---- EXCERPTED RECORDS

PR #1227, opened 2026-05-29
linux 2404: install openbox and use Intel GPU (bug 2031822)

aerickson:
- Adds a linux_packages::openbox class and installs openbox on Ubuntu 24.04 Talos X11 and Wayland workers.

--------
---- EXCERPTED RECORDS

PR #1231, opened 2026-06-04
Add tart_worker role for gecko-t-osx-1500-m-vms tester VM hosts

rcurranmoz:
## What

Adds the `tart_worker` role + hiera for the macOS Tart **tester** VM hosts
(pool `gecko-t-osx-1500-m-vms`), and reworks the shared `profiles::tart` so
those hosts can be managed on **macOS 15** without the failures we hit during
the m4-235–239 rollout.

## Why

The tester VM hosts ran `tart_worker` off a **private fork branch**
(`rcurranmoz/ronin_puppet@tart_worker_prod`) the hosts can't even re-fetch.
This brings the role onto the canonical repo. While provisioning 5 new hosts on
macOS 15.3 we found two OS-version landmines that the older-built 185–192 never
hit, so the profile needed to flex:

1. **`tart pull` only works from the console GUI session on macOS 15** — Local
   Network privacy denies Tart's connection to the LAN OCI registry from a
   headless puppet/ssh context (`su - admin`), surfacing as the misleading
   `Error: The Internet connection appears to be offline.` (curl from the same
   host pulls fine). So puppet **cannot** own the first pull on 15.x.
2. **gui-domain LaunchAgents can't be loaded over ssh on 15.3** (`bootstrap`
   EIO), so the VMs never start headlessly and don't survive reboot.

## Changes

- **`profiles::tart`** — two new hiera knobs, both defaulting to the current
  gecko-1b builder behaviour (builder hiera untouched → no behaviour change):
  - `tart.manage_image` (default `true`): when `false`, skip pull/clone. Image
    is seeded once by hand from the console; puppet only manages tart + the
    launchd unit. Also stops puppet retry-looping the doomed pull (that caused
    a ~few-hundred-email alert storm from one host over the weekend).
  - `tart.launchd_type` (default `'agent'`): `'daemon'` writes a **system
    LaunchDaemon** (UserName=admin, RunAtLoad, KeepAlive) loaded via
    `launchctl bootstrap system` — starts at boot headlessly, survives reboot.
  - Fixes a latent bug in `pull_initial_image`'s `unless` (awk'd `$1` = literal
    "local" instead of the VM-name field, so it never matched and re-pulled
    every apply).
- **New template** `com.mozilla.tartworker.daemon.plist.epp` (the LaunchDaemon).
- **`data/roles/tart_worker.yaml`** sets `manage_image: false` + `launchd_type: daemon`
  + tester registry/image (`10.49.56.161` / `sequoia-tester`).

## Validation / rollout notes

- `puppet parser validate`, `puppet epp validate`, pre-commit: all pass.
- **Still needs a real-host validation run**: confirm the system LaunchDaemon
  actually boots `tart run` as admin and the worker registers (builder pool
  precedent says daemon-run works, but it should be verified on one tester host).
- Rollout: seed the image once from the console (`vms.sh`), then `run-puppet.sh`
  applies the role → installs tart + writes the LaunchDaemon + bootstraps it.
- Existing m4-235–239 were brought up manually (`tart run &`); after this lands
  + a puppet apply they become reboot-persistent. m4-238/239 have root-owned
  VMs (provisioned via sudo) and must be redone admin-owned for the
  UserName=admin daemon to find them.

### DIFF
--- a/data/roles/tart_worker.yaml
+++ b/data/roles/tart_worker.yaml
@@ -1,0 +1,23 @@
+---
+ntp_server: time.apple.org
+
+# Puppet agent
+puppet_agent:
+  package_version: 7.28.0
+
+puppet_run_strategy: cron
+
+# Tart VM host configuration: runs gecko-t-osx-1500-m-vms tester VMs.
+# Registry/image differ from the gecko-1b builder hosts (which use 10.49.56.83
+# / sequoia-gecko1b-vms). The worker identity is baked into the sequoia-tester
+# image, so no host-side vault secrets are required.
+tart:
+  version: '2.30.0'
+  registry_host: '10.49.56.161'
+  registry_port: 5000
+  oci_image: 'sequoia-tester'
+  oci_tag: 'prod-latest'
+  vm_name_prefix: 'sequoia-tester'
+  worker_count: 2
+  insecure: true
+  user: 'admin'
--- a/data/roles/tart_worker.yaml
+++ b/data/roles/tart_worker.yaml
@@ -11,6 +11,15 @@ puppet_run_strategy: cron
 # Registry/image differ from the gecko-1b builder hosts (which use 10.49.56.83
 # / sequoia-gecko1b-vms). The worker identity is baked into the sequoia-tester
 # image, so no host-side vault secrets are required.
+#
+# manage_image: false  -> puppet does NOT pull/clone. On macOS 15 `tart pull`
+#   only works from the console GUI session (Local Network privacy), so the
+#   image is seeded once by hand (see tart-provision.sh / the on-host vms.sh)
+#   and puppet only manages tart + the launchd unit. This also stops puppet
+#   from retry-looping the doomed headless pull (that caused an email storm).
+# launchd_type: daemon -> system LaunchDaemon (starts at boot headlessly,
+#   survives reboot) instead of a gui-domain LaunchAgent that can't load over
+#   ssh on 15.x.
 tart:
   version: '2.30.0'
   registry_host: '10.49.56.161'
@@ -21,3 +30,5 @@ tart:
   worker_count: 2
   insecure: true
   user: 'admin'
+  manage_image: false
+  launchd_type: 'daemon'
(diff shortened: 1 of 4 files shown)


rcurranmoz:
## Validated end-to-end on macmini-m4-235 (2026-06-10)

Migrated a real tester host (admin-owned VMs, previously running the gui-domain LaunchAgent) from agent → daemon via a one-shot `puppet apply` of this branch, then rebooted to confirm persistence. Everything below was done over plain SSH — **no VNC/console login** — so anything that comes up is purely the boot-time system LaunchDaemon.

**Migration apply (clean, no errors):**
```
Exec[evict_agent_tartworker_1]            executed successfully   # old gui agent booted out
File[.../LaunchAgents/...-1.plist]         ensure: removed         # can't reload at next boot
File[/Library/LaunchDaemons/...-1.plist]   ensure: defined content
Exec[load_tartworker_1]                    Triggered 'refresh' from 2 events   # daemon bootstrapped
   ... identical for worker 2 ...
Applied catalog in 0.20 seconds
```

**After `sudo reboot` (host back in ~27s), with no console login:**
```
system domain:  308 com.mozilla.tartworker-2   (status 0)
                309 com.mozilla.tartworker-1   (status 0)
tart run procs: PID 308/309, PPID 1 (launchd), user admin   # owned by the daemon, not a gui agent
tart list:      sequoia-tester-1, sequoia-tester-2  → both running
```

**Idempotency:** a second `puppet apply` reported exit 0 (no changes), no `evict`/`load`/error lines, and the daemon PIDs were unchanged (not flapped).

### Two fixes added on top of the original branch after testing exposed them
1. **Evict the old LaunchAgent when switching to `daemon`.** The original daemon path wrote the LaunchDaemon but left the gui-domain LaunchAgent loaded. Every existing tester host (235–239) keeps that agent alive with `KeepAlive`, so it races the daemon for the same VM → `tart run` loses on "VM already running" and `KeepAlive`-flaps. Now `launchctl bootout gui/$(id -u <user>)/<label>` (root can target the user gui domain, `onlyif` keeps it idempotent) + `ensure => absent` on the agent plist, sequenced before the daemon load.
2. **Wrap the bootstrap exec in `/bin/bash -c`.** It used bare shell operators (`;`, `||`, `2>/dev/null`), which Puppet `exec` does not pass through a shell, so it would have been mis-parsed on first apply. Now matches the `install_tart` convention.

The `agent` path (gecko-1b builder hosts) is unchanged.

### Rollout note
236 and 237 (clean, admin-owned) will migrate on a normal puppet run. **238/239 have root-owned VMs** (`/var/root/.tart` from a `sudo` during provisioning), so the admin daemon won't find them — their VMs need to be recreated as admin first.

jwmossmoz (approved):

--------
---- EXCERPTED RECORDS

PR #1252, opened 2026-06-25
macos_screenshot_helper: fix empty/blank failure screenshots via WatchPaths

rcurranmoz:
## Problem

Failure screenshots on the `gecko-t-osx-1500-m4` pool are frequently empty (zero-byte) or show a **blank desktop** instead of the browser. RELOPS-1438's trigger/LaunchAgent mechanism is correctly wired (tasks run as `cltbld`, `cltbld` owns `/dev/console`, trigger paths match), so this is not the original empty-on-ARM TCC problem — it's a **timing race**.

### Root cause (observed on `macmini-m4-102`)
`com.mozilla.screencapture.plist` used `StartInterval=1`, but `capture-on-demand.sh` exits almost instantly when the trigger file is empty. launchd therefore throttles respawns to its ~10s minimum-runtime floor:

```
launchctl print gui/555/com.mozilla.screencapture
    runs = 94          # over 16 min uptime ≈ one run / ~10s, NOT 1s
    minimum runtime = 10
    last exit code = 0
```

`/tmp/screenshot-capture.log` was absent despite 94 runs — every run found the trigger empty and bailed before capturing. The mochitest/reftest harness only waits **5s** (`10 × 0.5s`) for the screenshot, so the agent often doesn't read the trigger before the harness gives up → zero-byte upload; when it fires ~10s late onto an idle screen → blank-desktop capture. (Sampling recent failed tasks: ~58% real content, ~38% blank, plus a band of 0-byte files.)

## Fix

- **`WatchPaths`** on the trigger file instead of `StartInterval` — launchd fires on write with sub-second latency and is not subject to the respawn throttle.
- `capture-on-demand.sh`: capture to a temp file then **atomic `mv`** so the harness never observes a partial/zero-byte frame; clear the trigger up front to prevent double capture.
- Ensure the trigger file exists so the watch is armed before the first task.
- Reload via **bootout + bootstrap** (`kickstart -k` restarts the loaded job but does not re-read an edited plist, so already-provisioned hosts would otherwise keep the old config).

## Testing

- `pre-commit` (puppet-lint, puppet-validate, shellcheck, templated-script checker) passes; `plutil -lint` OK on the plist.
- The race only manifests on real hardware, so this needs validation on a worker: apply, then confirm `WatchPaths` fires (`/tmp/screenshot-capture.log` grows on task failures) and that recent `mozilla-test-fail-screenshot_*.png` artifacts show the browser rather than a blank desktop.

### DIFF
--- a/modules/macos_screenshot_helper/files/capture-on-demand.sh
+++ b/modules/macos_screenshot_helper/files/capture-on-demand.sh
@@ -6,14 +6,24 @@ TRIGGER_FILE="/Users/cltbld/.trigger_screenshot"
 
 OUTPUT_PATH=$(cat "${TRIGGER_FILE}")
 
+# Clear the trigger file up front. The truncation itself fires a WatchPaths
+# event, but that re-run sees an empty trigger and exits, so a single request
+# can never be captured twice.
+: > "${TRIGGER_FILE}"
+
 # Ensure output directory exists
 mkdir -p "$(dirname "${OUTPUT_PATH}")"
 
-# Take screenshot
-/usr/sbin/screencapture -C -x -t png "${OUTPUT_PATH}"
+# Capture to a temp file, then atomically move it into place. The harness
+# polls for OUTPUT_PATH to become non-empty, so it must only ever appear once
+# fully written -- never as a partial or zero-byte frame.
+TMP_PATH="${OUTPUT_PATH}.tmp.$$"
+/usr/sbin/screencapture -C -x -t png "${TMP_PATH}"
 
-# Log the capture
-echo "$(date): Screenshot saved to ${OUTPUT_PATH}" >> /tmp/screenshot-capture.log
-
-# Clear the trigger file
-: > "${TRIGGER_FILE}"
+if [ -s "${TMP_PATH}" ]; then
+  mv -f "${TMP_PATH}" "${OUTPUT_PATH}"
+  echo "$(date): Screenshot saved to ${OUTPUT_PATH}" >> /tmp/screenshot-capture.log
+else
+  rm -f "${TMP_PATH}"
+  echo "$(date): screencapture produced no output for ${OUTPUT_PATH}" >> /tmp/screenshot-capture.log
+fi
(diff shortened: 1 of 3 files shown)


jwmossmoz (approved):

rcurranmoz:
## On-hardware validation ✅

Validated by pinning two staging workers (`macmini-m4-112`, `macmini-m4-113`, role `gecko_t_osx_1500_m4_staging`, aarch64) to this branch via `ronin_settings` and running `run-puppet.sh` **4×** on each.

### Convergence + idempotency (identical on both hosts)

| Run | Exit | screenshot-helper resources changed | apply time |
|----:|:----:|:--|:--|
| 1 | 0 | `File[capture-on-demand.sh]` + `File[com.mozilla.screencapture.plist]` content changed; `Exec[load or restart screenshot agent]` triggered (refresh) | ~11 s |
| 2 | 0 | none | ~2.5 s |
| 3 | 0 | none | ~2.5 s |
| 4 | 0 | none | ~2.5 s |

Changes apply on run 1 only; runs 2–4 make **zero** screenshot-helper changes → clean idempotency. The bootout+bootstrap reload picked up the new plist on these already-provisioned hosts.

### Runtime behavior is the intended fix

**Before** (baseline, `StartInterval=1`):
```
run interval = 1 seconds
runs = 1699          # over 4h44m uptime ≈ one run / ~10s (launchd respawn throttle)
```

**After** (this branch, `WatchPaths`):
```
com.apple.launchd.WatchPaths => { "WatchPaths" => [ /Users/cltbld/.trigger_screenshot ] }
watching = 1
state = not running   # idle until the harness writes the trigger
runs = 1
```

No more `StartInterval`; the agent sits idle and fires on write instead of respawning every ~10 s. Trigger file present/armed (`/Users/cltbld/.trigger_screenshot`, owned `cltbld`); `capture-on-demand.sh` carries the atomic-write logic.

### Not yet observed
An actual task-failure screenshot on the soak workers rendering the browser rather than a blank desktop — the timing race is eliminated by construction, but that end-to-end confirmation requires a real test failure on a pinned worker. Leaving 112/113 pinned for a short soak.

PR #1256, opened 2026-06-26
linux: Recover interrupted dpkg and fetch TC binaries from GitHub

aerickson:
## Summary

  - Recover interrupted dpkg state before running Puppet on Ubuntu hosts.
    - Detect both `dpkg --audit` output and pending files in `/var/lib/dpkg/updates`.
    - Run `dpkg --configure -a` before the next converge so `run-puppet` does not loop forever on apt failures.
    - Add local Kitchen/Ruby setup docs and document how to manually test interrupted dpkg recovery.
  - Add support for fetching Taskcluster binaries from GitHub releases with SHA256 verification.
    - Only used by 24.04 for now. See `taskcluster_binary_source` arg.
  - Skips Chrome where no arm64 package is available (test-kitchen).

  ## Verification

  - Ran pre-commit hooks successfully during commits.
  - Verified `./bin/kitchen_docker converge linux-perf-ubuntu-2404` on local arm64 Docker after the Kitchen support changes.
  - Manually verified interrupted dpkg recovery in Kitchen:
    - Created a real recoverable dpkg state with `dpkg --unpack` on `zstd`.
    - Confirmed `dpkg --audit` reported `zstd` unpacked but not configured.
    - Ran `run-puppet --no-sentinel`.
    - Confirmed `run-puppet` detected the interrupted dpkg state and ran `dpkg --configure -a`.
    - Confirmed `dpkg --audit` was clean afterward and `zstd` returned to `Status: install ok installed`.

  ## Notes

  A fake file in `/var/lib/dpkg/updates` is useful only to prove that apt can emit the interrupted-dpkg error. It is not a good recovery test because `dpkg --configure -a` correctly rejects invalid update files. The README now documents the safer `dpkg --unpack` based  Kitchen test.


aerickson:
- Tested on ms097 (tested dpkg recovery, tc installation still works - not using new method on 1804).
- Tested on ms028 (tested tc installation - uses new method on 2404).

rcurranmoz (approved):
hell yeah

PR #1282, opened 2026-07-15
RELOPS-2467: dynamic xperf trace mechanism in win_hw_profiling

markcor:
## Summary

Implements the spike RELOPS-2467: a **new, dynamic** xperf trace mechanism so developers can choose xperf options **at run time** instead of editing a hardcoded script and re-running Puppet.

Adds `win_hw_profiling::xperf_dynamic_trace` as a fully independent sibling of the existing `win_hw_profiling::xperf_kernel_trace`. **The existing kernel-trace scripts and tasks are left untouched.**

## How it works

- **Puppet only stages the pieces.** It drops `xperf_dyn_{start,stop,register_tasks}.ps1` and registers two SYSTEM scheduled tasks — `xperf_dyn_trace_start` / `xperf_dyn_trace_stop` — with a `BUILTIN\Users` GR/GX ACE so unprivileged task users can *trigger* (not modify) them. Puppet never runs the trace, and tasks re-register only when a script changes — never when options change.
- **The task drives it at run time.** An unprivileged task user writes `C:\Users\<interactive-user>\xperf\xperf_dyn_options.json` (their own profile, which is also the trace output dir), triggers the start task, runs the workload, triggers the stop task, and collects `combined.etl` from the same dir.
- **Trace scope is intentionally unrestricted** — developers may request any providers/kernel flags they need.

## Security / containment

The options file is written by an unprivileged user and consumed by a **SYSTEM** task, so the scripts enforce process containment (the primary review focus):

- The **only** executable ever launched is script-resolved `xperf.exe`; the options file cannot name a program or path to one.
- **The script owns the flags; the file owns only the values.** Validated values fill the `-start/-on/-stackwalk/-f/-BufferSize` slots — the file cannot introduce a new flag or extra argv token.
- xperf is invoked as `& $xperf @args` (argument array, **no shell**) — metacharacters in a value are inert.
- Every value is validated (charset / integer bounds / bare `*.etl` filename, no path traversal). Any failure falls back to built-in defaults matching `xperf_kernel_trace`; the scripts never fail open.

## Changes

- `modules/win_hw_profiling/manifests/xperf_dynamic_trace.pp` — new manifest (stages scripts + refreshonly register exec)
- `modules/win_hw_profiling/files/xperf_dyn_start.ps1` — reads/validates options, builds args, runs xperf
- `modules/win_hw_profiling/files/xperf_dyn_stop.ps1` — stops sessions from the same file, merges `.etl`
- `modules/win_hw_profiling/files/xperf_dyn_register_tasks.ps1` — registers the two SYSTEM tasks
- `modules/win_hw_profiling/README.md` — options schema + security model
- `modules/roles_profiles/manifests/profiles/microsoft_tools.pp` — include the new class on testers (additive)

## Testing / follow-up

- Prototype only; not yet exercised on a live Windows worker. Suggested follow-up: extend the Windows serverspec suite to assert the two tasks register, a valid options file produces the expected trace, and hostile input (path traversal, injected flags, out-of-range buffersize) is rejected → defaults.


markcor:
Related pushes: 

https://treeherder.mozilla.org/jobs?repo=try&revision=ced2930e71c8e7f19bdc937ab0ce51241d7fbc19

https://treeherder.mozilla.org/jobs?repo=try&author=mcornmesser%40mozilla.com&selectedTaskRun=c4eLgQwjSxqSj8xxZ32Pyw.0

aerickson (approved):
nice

--------

### REQUIREMENT
In the entries above, please find the line with "and reworks the" and the line with "Network privacy denies", then write out exactly those two lines and every line between them, and nothing more.

### SOLVED EXERCISE
(pool `gecko-t-osx-1500-m-vms`), and reworks the shared `profiles::tart` so
those hosts can be managed on **macOS 15** without the failures we hit during
the m4-235–239 rollout.

## Why

The tester VM hosts ran `tart_worker` off a **private fork branch**
(`rcurranmoz/ronin_puppet@tart_worker_prod`) the hosts can't even re-fetch.
This brings the role onto the canonical repo. While provisioning 5 new hosts on
macOS 15.3 we found two OS-version landmines that the older-built 185–192 never
hit, so the profile needed to flex:

1. **`tart pull` only works from the console GUI session on macOS 15** — Local
   Network privacy denies Tart's connection to the LAN OCI registry from a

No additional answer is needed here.